Applications in recruitment:
As proved by in 2016 by ASI Data Science, a British AI firm looking to revolutionise the world of sports transfers, they designed software to help analyse players and aid decision making on which players are bargains and therefore, the best pick to purchase for a team.
They signed a deal with the British rugby union side London Irish to test out these revolutionary technologies.
Whereas traditionally scouting involves looking through hours of videos, manually noting down abilities and weaknesses, however with this software, clubs can enter the name of a well-known player in the position for which they are scouting and it will find, through assessing match statistics, players with similar styles and abilities.

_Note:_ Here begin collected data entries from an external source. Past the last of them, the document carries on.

PR #569, opened 2017-05-28
Bug 783134 - LaTeX output for \tparam block fails to compile when it contains a \code block

albert-github:
General problem regarding having a code / verbatim section inside a table.
Besides handling of the $ some other characters need special handling as well as the \n.


mminutoli:
@albert-github It works perfectly for me.

PR #573, opened 2017-06-13
Bug 783768 - Add QHP_NO_CONSTRUCTOR_KEYWORDS option

kossebau:
Allows to avoid clashes between keywords for classes themselves and
for their constructors methods

Not sure if this option should be limited to QCH generation alone and not be a generic option. Currently I only work with QCH generation, so cannot judge how useful this option would be for other output formats.

Fixes https://bugzilla.gnome.org/show_bug.cgi?id=783768

### DIFF
--- a/src/config.xml
+++ b/src/config.xml
@@ -2171,6 +2171,15 @@ The \c DOCSET_PUBLISHER_NAME tag identifies the documentation publisher.
 ]]>
       </docs>
     </option>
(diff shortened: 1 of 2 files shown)


albert-github:
An more generic implementation has been made (without an extra setting required).

I think that #9258 supersedes this proposed pull request.

albert-github:
The more generic patch #9258 has been integrated, I think this proposed pull request can be closed.

PR #574, opened 2017-06-21
build: fix the way lang_cfg.h is generated

brgl:
The following pull request fixes a build issue we've been experiencing
with buildroot recently.

This header is generated by running cmake/lang_cfg.cmake and
redirecting its stderr. If any warning is emitted by this script, it
ends up in the generated header and breaks the build.

To avoid such problems: pass the path to the header as an argument to
the cmake script and use the cmake 'file' command instead of 'message'.

We can't even use message(STATUS...) as - although it prints to stdout
as opposed to other types of messages - it prepends all output with
a double hyphen.


brgl:
Looks to me as if the build failures are not related to the patch.

PR #577, opened 2017-06-28
new Doxyfile option: MODIFY_SPECIAL_CHARS

joenio:
this solves problems with Filename Special Chars on doxyparse and
allows doxygen to not escape special chars and space.

special chars escaped by default:

  _-:/<>*&|.!,{}?^+%()+=$\@

Signed-off-by: Igor Ribeiro Barbosa Duarte <igor.ribeiro.duarte@gmail.com>


joenio:
hi @doxygen, it is possible to give some feedback about this merge request? thanks.

joenio:
sorry for the insistence, but in the Analizo (www.analizo.org) project we maintain a fork of doxygen called doxyparse, we are planning to stop keeping this fork and start to contribute directly to doxygen, once that doxyparse was already in doxygen as an addon, but we need to include some features in doxygen, this PR is the first and more essential feature we need on the doxygen side.

we have some others contributions to doxygen and more specifically to doxyparse, but we need this PR first, if possible.

the doxyparse is just an addon that modify the default output of doxygen, instead output in a human-readable format, it is intented to produce a machine-readable output, today a kind of YAML format.

doxyparse has been used in many software engeneering research regards on software metrics, quality metrics and so on, it is a nice scientific tool and we want to keep it in a way more close to you guys, the doxygen's maintainer team.

thanks for your attention and for the good work on this wornderful tool.

joenio:
trying again to get some feedback here, guys, it's possible to review this PR with some feedback? thanks in advance!

albert-github:
- Where in doxyparse does the original version give problems?
- Wouldn't it be a possibility to translate the string back in doxyparse?

joenio:
#### Where in doxyparse does the original version give problems?

In doxyparse we map each source code file parsed by doxygen, then we generate a output related to each source code file and its metadata collected by doxygen, eg. functions, methods, variables, call between funcions or methods. Without this patch the doxyparse doesn't know how to differ between source code files that has in fact named with _01, _02, _03 and so on, and those files that are renamed by doxygen translating "," to "_00" or "{" to "_02" etc.

for example, imagine a C++ project with the files:

* src/main.cpp
* src/dog{.cpp
* src/dog_01.cpp

after doxygen translate "{" to "_01" I don't know anymore the differs between `src/dog{.cpp` and `src/dog_01.cpp` because both is going to be identified by doxygen as `src/dog_01.cpp`.

joenio:
#### Wouldn't it be a possibility to translate the string back in doxyparse?

It's not possible because there is no way to differs among files that in fact has name containing "_01", "_02", and so on from files that was translated by doxygen.

joenio:
#### is there a place where I can find the doxyparse clone as used by the Analizo project?

yes, we keep a repository here https://github.com/analizo/doxyparse

the master branch has the changes we are doing on doxyparse before submit pull-request to doxygen upstream (this repository here).

joenio:
ping

joenio:
Hello @albert-github can you help me here? Thanks, sorry again, but I'm trying for more than 2 years to approve this PR. There is some work I need to do to help you?

albert-github:
**Where in doxyparse does the original version give problems?**
**Wouldn't it be a possibility to translate the string back in doxyparse?**

Strange as the `{` is translated to `_02` and `_02` is translated to `__02` so they are in my opinion distinguishable or do you have an example where both `{` and `_02` result in `_02` (or something similar)?

It would also be useful to have a small, self contained example (source+configuration file in a tar or zip) that allows us to reproduce the problem?  Please don't add external links as they might not be persistent.

joenio:
there is no way to diferentiate when doxygen escape resulting on "__02" from when the filename is in fact "__02", how can I infer if the resulting "__02" was caused by doxygen escaping from when the real filename is in fact "__02"?

by the way, I revert that fix on doxyparse side and doing a workaround to deal with that, the workaround is a weak solution but it will works for a time... closing this pull request for now.

thanks for the feedback.

albert-github:
I don't understand the part about the `__02` you wrote.
In case doxygen detects an underscore in the input it replaces it with a double underscore, and in case the input contains 2 consecutive underscores each underscore is replaced by 2 underscores in total thus a resulting 4 underscores.

PR #586, opened 2017-08-04
Marks JS as freely licensed

zachwick:
Marking the resulting JS in this way ensures that visitors to the
resulting HTML documentation do not have to choose between running
non-free JS and experiencing the HTML documentation as it was
intended.

The JS was already freely licensed, so this change just
ensures that the appropriate labelling occurs so that GNU LibreJS [0]
parses the JS correctly as freely licensed.

[0] https://www.gnu.org/software/librejs/

Signed-off-by: zachwick <zach@zachwick.com>


albert-github:
Added a regression in case of xhtml (pull request #594)

PR #588, opened 2017-08-17
preprocess all Fortran files

janusw:
Currently doxygen only preprocesses Fortran files with upper-case file extensions (such as .F and .F90). This seems reasonable, since most Fortran compilers also stick to the convention of preprocessing only upper-case files.

However, basically all compilers have command-line flags for running the preprocessor also on lower-case files (such as .f and .f90). I don't see such a possibility for doxygen, therefore this commit is the only reasonable way I found to have doxygen preprocess .f90 files.

### DIFF
--- a/src/fortranscanner.l
+++ b/src/fortranscanner.l
@@ -2618,8 +2618,9 @@ void FortranLanguageScanner::parseCode(CodeOutputInterface & codeOutIntf,
 
 bool FortranLanguageScanner::needsPreprocessing(const QCString &extension)
 {
-  return extension!=extension.lower(); // use preprocessor only for upper case extensions
+  return true;  // use preprocessor for all extensions!
 }
+
 void FortranLanguageScanner::resetCodeParserState()
 {
   ::resetFortranCodeParserState();


albert-github:
I don't think it is a good idea to set an optional flag from compilers as a default for doxygen.

janusw:
Then it would be great to have a configuration option in doxygen that control which file extensions should be preprocessed. Something like "PREPROCESS_FILE_PATTERNS"?

janusw:
In any case, I don't think it's a huge problem to preprocess all Fortran files. The performance penalty shouldn't be too bad (in particular since normal f90 files will not have any preprocessor directives). In C++, you also preprocess **all** files.

albert-github:
In C++ (etc.) the preprocessing is part of the language (when I'm not mistaken).
In Fortran it is a compiler extension by means of fpp or cpp.
Regarding the performance penalty I think that on small projects this might be acceptable but on larger projects it might be significantly.

janusw:
> In C++ (etc.) the preprocessing is part of the language (when I'm not mistaken).

True. In C++ it's more tightly integrated with the language itself (via #includes etc), while in Fortran preprocessing is indeed 'optional', but still quite common.

> Regarding the performance penalty I think that on small projects this might be acceptable but on larger projects it might be significantly.

For Fortran projects without any preprocessor directives, one can still disable preprocessing globally to avoid any performance hit.

Certainly a configuration option is a more solid solution (I guess I'll open a feature request on bugzilla for that), but until that becomes a reality, this little hack is a useful workaround for me.

Feel free to close the pull request if you're not willing to merge it.

janusw:
> Certainly a configuration option is a more solid solution (I guess I'll open a feature request on bugzilla for that)

See https://bugzilla.gnome.org/show_bug.cgi?id=786417

Issue #10766, opened 2024-03-23
C# cref or \ref doesn't work without full namespace, even for classes in same namespace


runevision:
**Describe the bug**
Referencing another class (in this case called TopLayerDependency) in the same namespace with `<see cref="TopLayerDependency"/>` does not create a link when the class name is not qualified with the (common) namespace. In the output I see
`unable to resolve reference to 'TopLayerDependency' for \ref command`.

**Screenshots**

![MissingLink](https://github.com/doxygen/doxygen/assets/6685642/30e12cea-9f31-4602-99e6-5a88a7bae11c)

**To Reproduce**
Default Doxyfile without modifications used to reproduce the issue.

Place these two files in the folder Doxygen is run from:

File GenerationSource.cs
```
namespace Runevision.LayerGen {
    /// <summary>
    /// Unity component that creates a <see cref="TopLayerDependency"/>. <br/>
    /// Unity component that creates a \ref TopLayerDependency. <br/>
    /// Unity component that creates a <see cref="Runevision.LayerGen.TopLayerDependency"/>. <br/>
    /// Unity component that creates a \ref Runevision.LayerGen.TopLayerDependency.
    /// </summary>
    public class GenerationSource : MonoBehaviour { }
}
```

File TopLayerDependency.cs
```
namespace Runevision.LayerGen {
    /// <summary>
    /// All generation starts with one or more top level dependencies at the root.
    /// </summary>
    public class TopLayerDependency { }
}
```

**Expected behavior**
I would expect class names in the same namespace to be turned into links without having to specify the namespace.

**Version**
1.10.0 (GIT-NOTFOUND)
Doxygen installed via brew
macOS 12.5.1

**Additional context**
None of my other cross references get turned into links either (for example references from one method to another method in the same class). It seems like something is very broken about Doxygen reference resolution for xmldoc and/or C#, but I think this report here is the simplest demonstration, so let's start with that. With any luck, the fix for this will fix the other ones too.

albert-github:
I've just pushed a proposed patch, pull request #10795

zhangzq:
The same problems exist in Python. I need to write whole path, i.e. package.sub_package.file_name.class_name.function_name to resolve the function.

albert-github:
@zhangzq The python problem should also be fixed with the patch #10795, did you try it?
Otherwise:
[...]

PR #10795, opened 2024-04-13
issue #10766 C# cref or \ref doesn't work without full namespace, even for classes in same namespace

albert-github:
Also check against the case that we have a `.` as separator (i.e. C# or Java) in the context name.


doxygen:
@albert-github I reworked the code so that the context is corrected at the start and the language to use is also stored. In this way additional (expense) calls to `resolveRef()` and `resolveLink()` are avoided. See [this commit](https://github.com/doxygen/doxygen/commit/15e5493cc4e79ec44d55d1ef1f4d5d2bc08290f4).

albert-github:
Indeed calls like `resolveRef()` and `resolveLink()` are expensive. 
Looks all OK.

Issue #10240, opened 2023-08-18
Multi-line doc not recognized in Python class field


lelegard:
In Python, multi-line doc is recognized on class, class method, but not class fields.

Sample code:
~~~
##
# Class multi-line doc
#
class C:
    ##
    # Constructor multi-line doc
    #
    def __init__(self):
        ## field one-line doc
        self.a = None
        ##
        # field multi-line doc
        #
        self.b = None
        ## field one-line doc
        self.c = None
~~~

For fields, only one-line doc are recognized. The doc for field `b` is not recognized:
~~~
$ ../doxygen-master/build/bin/doxygen 
test.py:11: warning: Member b (variable) of class test.C is not documented.
$
$ ../doxygen-master/build/bin/doxygen --version
1.9.8 (27ba0983fdcc4b7b836e06fef90e05400d8351c8)
~~~

Looking at the generated HTML, `b` has no documentation.

Is this expected?

This has been reproduced with version 1.9.4, 1.9.5, 1.9.6, 1.9.7, and current master of the repo.

Reproducer: [doxybug4.zip](https://github.com/doxygen/doxygen/files/12379399/doxybug4.zip)

albert-github:
I've just pushed a proposed patch, pull request #10798

albert-github:
Code has been integrated in master on GitHub (please don't close the issue as this will be done at the moment of an official release).

doxygen:
This issue was previously marked 'fixed but not released',
which means it should be fixed in doxygen version 1.11.0.
Please verify if this is indeed the case. Reopen the
issue if you think it is not fixed and please include any additional information
that you think can be relevant (preferably in the form of a self-contained example).

PR #10798, opened 2024-04-14
issue #10240 Multi-line doc not recognized in Python class field

albert-github:
Improve handling of start of a special comment block. (Looks like it should not be corrected at other places)


doxygen:
@albert-github You mention "Looks like it should not be corrected at other places", but I wonder why this is the case. It doesn't look any different from the other 2 cases.

doxygen:
@albert-github I think I already understand it. You basically disabled processing special comments while parsing the function body (they will be picked up while processing individual members). I've now made that more explicit by removing the lexer rule completely.

PR #10805, opened 2024-04-16
Updated Polish translation to 1.11.0

marecl:
Added translation for `trImportant()`.  

Leaving as draft in case new strings appear before release 1.11.0.


albert-github:
I think is is better to remove the draft part, as the chance of new strings before this issue is integrated is next to zero.

marecl:
> I think is is better to remove the draft part, as the chance of new strings before this issue is integrated is next to zero.

If that's the case then it's ready to merge

PR #10809, opened 2024-04-19
Specify documentation except for listed languages.

albert-github:
With the commands `\~` and `\~LanguageId` it is possible to specify comments for one or all languages. When one wants to write the documentation for the languages except for some specified this needs a complete set of commands, with this enhancement this can be done with one command.

Example: [example.tar.gz](https://github.com/doxygen/doxygen/files/15040892/example.tar.gz)

### DIFF
--- a/doc/commands.dox
+++ b/doc/commands.dox
@@ -4099,18 +4099,20 @@ class Receiver
   because doxygen uses it to detect Javadoc commands.
 
 <hr>
-\section cmdtilde \\~[LanguageId]
+\section cmdtilde \\~[LanguageId] or \\~'{'LanguageId [,LanguageId]*'}'
   \addindex \\~
   This command enables/disables a language specific filter. This can be
   used to put documentation for different language into one comment block
   and use the \ref cfg_output_language "OUTPUT_LANGUAGE" tag to filter out only a specific language.
-  Use \c \\~language_id to enable output for a specific language only and
+  Use \c \\~language_id to enable output for a specific language only,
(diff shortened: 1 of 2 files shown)


doc/commands.dox
```diff
@@ -4099,18 +4099,20 @@ class Receiver
   because doxygen uses it to detect Javadoc commands.
 
 <hr>
-\section cmdtilde \\~[LanguageId]
+\section cmdtilde \\~[LanguageId] or \\~'{'LanguageId [,LanguageId]*'}'
```
doxygen, line 4102: I have some concerns.

1) Is there a use-case for this? I can only think about using it as fallback telling some translation is missing.
2) I think the `\~lang` and `\~{lang}` look a bit too similar, and it is not intuitively clear one is the negation of the other, maybe `\~!{lang}` would be more clear.
3) From a usability point of view, I would prefer something like `\~dutch Nederlands \~german Deutsch \~else Fallback to e.g. english text \~`.

albert-github: 1. No there is not a direct use case, but it is a bit strange that one cannot easily signal the fallback telling some translation is missing.
2. They are indeed quite similar, `\~!{lang}` would indeed be more clear.
3. I thought about this as well but decided against it as
   - one has to keep track of which language have already been selected and reset the list when `\~` is given / end of a comment block
   - the current solution gives also a possibility to have `\~dutch Nederlands \~german Deutsch \~{dutch} some "Fallback" even for a previous handled language (probably quite unusual / uncommon but gives more flexibility) \~`.

I think best is to implement the solution mentioned under 2.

It looks through around 100 different parameters taken from Opta, the sports data company covering every professional player around the world. Bias is removed by the clustering together of different types of players by the software making it easier for scouts and analysts to find players.
In a sport where salary caps often limit the budgets of even the biggest clubs, this tool could prove invaluable to all types of sports clubs.
Finally, I would like to talk about the RFU, (Rugby Football Union) whose job it is to firstly create successful winning English national teams, but one area in which AI is being used is within its second obligation, of increasing participation in the sport at a grassroots level.
For the last 5 years, the RFU has had a working relationship with IBM who have helped them to transform their operations through technology, doing such things as creating player and teak databases and providing personalised interactions and important moments of players’ careers. However, they also help at a fan engagement level with the development and implementation of a Customer Relationship Management (CRM) system as supporters also need managing in such a global sport. They believe that all this will help to significantly maintain the growth of the sport and help it to increase the number of active players and supporters pushing for more and more games and events.
Without a doubt, the use of Big Data & AI in the world of rugby has been, and will continue to be invaluable both for the coaching staff, but also for the players and their well-being. I believe that the future is bright in this field and we are going to see more and more examples of Big Data & AI applications in different aspects of both rugby and all other sports around the world.